Dave Hannam

Personal information
- Full name: David Vincent Hannam
- Date of birth: 10 May 1944 (age 81)
- Place of birth: Islington, England
- Height: 5 ft 7 in (1.70 m)
- Position(s): Outside right

Senior career*
- Years: Team / Apps / (Gls)
- 1961–1963: Brighton & Hove Albion / 5 / (2)
- 1963–1964: Tunbridge Wells Rangers
- 1964: Slavia
- Crawley Town
- Hastings United
- Southwick

= Dave Hannam =

English footballer (born 1944)

David Vincent Hannam (born 10 May 1944) is an English former professional footballer who played as an outside right in the Football League for Brighton & Hove Albion., making his debut against Portsmouth in 1962.

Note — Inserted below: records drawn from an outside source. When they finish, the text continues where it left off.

PR #396, opened 2023-03-15
transforms/AbbreviateAuthors: remove double quotes

joverlee521:

For some reason, certain author values from GISAID are double quoted and this leaves an unclosed quote when we truncate the authors to `"...et al`. This unclosed quote can lead to errors in table readers such as Excel as reported in #395.

This commit strips all `"` from the truncated authors string as an easy and quick fix for the issue.

### Related issue(s)

Fixes #395

### Testing

- [x] Checks pass
- [x] Test GISAID ingest w/o fetch ([GH Action](https://github.com/nextstrain/ncov-ingest/actions/runs/4431104248) | [AWS Batch job](https://us-east-1.console.aws.amazon.com/batch/home?region=us-east-1#jobs/detail/db1c24e2-0fdd-40b9-803a-40e0db302e28) `db1c24e2-0fdd-40b9-803a-40e0db302e28`)
- [ ] Test GenBank ingest w/o fetch ([GH Action](https://github.com/nextstrain/ncov-ingest/actions/runs/4431105670) | [AWS Batch job](https://us-east-1.console.aws.amazon.com/batch/home?region=us-east-1#jobs/detail/61c7d176-1350-4df7-8352-71f0edfa913b) `61c7d176-1350-4df7-8352-71f0edfa913b`)

### DIFF
--- a/lib/utils/transformpipeline/transforms.py
+++ b/lib/utils/transformpipeline/transforms.py
@@ -389,6 +389,11 @@ class AbbreviateAuthors(Transformer):
             if not entry['authors'].strip('. ').endswith(" et al"): # if it does not already finishes with " et al.", add it
                 entry['authors'] += ' et al'
 
+            # Strip all double quotes from the authors value to prevent
+            # unclosed quotes from causing errors in table readers when reading
+            # the transformed metadata TSV
+            entry['authors'] = entry['authors'].replace('"', '')
+
         return entry
 
 


emmahodcroft:
LGTM! (From code, not seeing all testing)

lib/utils/transformpipeline/transforms.py
```diff
@@ -389,6 +389,11 @@ def transform_value(self, entry: dict) -> dict:
             if not entry['authors'].strip('. ').endswith(" et al"): # if it does not already finishes with " et al.", add it
                 entry['authors'] += ' et al'
 
+            # Strip all double quotes from the authors value to prevent
+            # unclosed quotes from causing errors in table readers when reading
+            # the transformed metadata TSV
+            entry['authors'] = entry['authors'].replace('"', '')
```
tsibley, line 395: Embedded quotes in column values in TSV/CSV are fine and well-supported. We shouldn't have to do this mangling, and it's a band-aid anyway as any other column could also contain unbalanced quotes.

Why is our CSV emitter not properly escaping the quotes in our values?

tsibley (changes requested):

lib/utils/transformpipeline/transforms.py
joverlee521: Good point! Looking at this again, in the output from `transform-gisaid`, the authors values with the unclosed `"` are double quoted. I believe this is the default behavior for `csv.DictWriter`. 

Then looking at the output from `join-metadata-and-clades`, these are still double quoted. This is the expected default behavior for `pandas.to_csv`. 

So, it appears that the issue is purely in the acknowledgements.tsv which would make this an Auspice issue.

jameshadfield: 🙈

joverlee521:
Closing this PR and moving the corresponding issue to the auspice repo.

jameshadfield:
Currently (i.e. prior to this PR) we will export the following: 

```json
"author": {
  "author": "\"Flores et al",
  "value": "\"Flores et al"
},
```

This will be handled without error by Auspice (including [in TSV export](https://github.com/nextstrain/auspice/pull/1649)), with the leading quote retained. A tooltip would look like:
image


Why do we have a leading `"` in the JSON at all?
* are the authors provided to us (via GISAID) with an unbalance quote, which we're preserving?
* are the authors provided to us surrounded by quotes when we collapse them to "et al" we end up with unbalanced quotes?
* are we are adding the leading quote when we collapse them?

I would think this leading quote shouldn't be here.

tsibley:
It's a data quality issue with GISAID, yeah. We could adjust the `transform-gisaid` pipeline to unwrap surrounding quotes from the authors field—not just blindly strip all quotes—if we want to bother with fixing these up. Not sure it seems worth it to me, there are bigger fish to fry, and https://github.com/nextstrain/auspice/pull/1649 will fix our bug here. Did anyone look at how prevalent the surrounding quotes are in the GISAID data?

emmahodcroft:
I didn't look at all GISAID data, but in the dataset where I originally detected the problem, from the original issue:
>This (unclosed `"`) happens at least 17 times in a dataset of 6300 seqs

This is just looking at the `author` field.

He was signed by Billy Lane and played under George Curtis. Albion failed to ward off relegation, however, and were demoted to the Fourth Division of English football at the end of the 1962-1963 season. He was sold by new manager Archie McCaulay as part of an end-of-season clear out.

He went on to play non-league football for Tunbridge Wells Rangers, Crawley Town, Hastings United and Southwick and in Australia for Victorian State League club Slavia. After twice breaking a leg while with Southwick, he retired from football and later went into business in Florida, where he currently resides.